Task description: Copy out each line of the material below that holds the string "could".
[[ Extracted data open ]]
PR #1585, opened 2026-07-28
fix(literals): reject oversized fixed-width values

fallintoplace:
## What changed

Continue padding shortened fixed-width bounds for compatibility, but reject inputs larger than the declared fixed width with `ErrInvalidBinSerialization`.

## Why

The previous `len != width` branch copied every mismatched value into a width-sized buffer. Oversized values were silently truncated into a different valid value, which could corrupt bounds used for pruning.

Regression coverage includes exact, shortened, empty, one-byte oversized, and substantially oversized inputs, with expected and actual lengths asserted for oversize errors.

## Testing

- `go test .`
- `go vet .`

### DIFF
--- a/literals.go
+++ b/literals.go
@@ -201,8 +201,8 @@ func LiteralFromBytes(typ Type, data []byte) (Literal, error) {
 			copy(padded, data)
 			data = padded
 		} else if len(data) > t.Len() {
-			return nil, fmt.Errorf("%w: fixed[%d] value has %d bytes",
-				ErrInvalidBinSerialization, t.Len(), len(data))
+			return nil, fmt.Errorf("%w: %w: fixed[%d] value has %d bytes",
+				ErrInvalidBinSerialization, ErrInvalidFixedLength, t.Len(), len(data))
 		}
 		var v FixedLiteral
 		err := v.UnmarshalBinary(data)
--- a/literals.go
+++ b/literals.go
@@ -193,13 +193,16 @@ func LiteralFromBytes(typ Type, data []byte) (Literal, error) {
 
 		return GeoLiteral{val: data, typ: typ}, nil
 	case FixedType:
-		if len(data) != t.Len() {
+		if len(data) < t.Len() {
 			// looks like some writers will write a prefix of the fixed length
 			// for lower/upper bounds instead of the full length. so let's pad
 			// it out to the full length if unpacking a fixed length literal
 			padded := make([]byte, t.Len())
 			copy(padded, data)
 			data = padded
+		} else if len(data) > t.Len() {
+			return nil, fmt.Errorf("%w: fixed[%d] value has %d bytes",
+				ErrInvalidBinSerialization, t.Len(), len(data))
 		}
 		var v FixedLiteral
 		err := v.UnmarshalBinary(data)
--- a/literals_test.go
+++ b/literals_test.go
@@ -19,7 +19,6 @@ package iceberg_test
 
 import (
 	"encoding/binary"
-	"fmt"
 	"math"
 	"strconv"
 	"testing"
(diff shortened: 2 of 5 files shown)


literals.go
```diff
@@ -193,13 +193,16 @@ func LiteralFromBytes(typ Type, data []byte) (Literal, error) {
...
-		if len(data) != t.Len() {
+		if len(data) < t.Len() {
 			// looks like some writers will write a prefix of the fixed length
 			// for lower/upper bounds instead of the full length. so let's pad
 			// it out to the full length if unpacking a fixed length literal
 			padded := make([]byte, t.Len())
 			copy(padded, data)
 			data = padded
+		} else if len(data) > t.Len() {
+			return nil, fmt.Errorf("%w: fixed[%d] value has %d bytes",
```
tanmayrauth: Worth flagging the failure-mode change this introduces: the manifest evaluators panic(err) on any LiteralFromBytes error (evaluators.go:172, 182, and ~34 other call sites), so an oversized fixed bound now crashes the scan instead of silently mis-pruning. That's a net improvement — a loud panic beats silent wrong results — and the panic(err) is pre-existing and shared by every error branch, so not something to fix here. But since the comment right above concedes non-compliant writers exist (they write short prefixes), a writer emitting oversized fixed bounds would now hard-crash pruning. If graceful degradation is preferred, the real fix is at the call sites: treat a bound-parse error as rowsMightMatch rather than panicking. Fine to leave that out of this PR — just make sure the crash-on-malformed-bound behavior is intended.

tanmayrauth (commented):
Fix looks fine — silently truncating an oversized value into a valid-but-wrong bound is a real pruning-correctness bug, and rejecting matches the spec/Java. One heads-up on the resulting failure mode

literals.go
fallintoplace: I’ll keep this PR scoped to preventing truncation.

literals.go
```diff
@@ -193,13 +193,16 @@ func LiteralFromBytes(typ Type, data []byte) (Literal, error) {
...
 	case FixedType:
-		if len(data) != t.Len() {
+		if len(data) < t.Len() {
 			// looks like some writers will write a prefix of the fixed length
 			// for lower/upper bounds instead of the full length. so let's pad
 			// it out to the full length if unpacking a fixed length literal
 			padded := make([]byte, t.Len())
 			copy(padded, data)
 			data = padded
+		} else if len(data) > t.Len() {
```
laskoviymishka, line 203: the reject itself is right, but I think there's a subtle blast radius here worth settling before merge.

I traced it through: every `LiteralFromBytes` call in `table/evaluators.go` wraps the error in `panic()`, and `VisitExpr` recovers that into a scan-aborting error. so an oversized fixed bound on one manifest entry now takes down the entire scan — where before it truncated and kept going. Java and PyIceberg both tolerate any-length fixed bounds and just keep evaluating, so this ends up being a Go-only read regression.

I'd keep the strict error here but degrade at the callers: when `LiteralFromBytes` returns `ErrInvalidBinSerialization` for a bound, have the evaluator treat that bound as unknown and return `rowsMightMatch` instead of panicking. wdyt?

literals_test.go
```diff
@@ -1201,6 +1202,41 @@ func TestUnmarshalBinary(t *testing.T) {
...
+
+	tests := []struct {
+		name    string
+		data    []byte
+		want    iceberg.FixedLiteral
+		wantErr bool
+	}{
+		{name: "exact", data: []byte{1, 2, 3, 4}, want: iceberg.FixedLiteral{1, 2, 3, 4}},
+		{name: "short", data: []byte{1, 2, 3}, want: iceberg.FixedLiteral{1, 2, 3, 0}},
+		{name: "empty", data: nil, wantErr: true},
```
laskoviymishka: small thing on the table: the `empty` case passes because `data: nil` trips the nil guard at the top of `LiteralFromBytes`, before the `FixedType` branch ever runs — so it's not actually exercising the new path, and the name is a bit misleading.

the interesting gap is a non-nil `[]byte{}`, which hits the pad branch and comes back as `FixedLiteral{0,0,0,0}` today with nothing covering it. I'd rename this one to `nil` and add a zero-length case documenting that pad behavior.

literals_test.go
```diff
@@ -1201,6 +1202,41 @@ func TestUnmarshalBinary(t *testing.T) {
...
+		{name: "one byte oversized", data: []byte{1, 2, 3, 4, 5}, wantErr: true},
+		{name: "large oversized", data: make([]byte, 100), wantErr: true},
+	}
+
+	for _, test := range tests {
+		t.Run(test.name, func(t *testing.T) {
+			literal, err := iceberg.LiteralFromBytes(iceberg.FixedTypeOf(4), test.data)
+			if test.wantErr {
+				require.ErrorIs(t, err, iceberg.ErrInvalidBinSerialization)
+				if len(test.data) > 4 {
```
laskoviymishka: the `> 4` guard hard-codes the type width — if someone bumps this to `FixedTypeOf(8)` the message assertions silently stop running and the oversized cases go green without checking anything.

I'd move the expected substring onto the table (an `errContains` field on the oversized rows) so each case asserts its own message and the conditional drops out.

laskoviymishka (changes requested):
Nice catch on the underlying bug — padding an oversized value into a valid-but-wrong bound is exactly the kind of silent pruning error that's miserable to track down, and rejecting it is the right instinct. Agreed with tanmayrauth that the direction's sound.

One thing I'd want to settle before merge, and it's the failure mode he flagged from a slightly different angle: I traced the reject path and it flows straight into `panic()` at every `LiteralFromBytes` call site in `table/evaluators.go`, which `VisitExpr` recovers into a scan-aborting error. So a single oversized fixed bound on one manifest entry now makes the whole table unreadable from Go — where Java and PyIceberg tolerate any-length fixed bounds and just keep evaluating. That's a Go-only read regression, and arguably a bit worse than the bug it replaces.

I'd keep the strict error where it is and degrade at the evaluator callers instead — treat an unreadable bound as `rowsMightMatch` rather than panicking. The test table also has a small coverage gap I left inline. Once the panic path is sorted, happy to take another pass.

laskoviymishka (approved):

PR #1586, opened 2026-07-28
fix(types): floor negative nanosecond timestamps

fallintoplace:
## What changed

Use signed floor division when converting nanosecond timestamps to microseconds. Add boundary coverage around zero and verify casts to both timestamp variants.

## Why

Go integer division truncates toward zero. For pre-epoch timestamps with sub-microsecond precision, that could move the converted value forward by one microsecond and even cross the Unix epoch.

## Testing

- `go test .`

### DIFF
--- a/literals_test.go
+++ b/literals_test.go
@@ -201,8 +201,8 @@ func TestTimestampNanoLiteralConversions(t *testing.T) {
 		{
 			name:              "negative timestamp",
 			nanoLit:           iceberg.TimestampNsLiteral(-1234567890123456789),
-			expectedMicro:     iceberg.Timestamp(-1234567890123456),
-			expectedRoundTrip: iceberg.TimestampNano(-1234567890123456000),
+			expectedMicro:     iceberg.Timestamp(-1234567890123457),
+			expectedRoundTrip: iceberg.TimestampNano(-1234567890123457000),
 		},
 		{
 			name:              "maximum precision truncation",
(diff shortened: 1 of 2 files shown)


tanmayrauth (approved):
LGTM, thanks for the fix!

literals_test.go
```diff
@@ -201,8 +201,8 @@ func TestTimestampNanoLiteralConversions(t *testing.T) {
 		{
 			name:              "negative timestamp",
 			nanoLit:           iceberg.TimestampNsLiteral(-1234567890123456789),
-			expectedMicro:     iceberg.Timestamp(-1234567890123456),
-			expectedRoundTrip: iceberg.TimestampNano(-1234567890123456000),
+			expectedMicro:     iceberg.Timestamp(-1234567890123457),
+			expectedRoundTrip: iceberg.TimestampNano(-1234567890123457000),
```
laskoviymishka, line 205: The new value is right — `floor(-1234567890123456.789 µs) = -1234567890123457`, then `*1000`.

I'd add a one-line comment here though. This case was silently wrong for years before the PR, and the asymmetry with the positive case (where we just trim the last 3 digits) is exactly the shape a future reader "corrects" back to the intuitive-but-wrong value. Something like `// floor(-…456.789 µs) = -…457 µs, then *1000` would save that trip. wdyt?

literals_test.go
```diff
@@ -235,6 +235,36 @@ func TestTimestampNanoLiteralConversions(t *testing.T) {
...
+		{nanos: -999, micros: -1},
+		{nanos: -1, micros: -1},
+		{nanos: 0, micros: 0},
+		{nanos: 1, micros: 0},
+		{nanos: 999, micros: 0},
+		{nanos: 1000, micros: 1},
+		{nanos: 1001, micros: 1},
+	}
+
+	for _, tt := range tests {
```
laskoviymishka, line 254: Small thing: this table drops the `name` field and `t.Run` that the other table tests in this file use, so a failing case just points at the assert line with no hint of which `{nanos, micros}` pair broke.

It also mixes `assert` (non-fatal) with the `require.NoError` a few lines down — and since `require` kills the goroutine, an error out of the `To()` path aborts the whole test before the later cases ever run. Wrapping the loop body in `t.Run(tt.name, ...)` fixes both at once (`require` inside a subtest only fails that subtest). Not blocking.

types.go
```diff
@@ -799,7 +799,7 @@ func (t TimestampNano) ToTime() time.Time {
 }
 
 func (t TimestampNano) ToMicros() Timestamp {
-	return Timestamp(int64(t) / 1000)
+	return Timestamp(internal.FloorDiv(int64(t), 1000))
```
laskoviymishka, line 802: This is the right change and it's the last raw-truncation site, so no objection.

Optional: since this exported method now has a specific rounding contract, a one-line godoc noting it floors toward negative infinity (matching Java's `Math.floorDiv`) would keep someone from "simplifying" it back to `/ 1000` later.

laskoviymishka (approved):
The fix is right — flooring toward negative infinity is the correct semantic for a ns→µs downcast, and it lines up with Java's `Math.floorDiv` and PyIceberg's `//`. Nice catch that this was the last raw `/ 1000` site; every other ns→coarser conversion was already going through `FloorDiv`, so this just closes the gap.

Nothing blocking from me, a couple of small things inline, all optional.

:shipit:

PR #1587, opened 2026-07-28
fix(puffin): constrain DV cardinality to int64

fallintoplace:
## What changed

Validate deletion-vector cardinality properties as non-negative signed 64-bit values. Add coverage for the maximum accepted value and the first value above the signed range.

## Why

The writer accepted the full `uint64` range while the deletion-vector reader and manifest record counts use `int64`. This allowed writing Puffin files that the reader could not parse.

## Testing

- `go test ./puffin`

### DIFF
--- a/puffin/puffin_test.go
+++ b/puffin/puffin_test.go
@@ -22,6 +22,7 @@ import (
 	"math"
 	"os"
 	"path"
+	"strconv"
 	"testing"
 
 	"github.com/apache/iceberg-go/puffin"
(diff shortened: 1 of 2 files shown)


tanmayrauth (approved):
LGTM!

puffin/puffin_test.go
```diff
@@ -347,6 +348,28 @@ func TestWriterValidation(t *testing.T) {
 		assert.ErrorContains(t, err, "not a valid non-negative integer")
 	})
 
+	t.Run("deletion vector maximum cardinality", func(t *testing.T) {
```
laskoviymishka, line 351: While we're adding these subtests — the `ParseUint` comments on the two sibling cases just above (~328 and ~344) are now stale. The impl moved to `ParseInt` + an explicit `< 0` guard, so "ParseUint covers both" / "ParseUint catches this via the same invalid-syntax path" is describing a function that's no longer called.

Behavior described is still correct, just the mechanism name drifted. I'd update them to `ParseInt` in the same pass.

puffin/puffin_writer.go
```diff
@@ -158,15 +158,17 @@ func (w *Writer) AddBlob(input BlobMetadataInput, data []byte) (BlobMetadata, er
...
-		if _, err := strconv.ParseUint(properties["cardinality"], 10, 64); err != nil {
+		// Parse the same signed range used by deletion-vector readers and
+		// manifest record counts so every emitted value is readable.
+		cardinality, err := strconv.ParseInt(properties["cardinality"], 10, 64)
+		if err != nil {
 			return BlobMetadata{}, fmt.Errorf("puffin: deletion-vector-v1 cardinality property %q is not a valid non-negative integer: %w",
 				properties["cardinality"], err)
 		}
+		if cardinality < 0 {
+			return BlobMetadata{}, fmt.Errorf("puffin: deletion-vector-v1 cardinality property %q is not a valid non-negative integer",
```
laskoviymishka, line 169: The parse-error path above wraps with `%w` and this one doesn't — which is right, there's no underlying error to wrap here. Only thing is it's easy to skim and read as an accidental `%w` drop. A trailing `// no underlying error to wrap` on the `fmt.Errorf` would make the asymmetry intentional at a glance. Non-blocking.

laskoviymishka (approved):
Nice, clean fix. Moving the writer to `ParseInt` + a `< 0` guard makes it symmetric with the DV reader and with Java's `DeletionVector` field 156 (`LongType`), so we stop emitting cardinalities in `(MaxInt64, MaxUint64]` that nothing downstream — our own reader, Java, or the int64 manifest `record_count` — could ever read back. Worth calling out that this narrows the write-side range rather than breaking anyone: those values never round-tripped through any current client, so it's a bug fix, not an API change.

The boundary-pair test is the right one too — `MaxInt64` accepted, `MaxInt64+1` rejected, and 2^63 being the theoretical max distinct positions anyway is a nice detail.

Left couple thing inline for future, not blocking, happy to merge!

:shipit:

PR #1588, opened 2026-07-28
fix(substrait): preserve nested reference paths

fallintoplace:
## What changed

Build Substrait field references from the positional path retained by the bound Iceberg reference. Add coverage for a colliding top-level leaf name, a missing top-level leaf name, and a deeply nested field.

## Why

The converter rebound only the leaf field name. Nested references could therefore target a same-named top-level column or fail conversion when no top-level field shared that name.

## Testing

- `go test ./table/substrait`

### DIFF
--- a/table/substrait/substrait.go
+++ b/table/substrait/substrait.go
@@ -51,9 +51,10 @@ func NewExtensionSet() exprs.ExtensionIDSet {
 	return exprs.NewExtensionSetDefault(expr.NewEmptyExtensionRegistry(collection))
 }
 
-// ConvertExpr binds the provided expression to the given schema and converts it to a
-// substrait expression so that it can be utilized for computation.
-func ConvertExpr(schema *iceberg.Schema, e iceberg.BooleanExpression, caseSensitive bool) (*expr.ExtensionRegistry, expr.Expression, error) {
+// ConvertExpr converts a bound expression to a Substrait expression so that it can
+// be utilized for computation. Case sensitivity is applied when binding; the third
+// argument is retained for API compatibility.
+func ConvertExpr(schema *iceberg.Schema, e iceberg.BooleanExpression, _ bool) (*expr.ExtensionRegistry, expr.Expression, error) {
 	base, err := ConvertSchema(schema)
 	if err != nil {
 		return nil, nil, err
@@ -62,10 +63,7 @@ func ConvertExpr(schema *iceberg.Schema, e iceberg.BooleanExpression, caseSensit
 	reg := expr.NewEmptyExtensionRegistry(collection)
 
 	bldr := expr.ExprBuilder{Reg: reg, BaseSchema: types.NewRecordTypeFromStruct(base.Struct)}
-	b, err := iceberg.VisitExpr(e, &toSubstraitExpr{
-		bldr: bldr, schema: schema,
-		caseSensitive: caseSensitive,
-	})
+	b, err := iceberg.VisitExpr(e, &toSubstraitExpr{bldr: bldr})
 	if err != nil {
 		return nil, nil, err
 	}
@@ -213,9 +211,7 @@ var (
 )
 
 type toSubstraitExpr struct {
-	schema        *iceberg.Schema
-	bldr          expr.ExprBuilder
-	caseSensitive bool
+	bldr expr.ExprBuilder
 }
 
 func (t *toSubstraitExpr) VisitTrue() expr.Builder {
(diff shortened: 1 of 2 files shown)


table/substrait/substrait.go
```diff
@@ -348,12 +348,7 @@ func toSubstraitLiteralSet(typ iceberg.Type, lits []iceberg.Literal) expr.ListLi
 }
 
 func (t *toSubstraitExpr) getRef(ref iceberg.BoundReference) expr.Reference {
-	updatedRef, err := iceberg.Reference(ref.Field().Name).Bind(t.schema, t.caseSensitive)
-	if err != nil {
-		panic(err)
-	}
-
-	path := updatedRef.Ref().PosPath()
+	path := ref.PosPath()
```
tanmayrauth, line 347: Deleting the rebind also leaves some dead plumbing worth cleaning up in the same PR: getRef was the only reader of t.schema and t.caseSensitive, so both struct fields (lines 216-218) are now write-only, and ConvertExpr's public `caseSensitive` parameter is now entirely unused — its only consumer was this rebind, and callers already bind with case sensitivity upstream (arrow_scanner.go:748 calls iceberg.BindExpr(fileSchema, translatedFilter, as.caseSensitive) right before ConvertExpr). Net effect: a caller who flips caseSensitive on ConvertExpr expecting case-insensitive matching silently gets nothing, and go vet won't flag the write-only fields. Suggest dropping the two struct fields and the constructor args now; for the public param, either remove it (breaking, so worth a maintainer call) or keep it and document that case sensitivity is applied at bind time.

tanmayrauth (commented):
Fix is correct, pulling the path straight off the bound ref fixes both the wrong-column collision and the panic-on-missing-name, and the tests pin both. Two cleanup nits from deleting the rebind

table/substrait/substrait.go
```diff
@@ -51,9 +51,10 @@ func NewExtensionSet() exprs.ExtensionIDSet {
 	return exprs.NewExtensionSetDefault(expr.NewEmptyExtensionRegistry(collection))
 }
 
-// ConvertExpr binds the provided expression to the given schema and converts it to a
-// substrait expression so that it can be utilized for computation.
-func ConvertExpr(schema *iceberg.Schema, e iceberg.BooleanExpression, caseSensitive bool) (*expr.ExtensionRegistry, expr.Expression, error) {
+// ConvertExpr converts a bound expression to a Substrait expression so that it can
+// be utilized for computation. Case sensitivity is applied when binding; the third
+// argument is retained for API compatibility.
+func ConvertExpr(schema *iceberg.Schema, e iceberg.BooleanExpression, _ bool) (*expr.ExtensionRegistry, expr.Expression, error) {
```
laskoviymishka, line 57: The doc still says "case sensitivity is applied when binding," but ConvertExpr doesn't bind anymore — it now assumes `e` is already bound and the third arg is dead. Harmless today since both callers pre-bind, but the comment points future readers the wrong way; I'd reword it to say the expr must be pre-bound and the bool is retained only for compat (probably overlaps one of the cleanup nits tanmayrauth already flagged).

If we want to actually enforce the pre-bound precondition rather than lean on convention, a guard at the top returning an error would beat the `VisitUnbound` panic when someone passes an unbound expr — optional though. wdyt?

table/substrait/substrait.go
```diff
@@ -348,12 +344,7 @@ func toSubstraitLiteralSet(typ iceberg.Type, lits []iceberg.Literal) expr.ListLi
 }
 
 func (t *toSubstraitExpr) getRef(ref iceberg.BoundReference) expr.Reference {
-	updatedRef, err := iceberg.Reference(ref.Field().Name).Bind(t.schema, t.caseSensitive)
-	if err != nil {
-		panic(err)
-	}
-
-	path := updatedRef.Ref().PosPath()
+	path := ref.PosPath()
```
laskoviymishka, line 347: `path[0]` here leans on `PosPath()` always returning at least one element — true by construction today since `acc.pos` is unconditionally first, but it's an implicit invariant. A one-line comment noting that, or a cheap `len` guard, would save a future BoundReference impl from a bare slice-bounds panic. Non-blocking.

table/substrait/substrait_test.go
[[ Extracted data closed ]]
Problem solution:
The previous `len != width` branch copied every mismatched value into a width-sized buffer. Oversized values were silently truncated into a different valid value, which could corrupt bounds used for pruning.
Go integer division truncates toward zero. For pre-epoch timestamps with sub-microsecond precision, that could move the converted value forward by one microsecond and even cross the Unix epoch.
The writer accepted the full `uint64` range while the deletion-vector reader and manifest record counts use `int64`. This allowed writing Puffin files that the reader could not parse.
Nice, clean fix. Moving the writer to `ParseInt` + a `< 0` guard makes it symmetric with the DV reader and with Java's `DeletionVector` field 156 (`LongType`), so we stop emitting cardinalities in `(MaxInt64, MaxUint64]` that nothing downstream — our own reader, Java, or the int64 manifest `record_count` — could ever read back. Worth calling out that this narrows the write-side range rather than breaking anyone: those values never round-tripped through any current client, so it's a bug fix, not an API change.
The converter rebound only the leaf field name. Nested references could therefore target a same-named top-level column or fail conversion when no top-level field shared that name.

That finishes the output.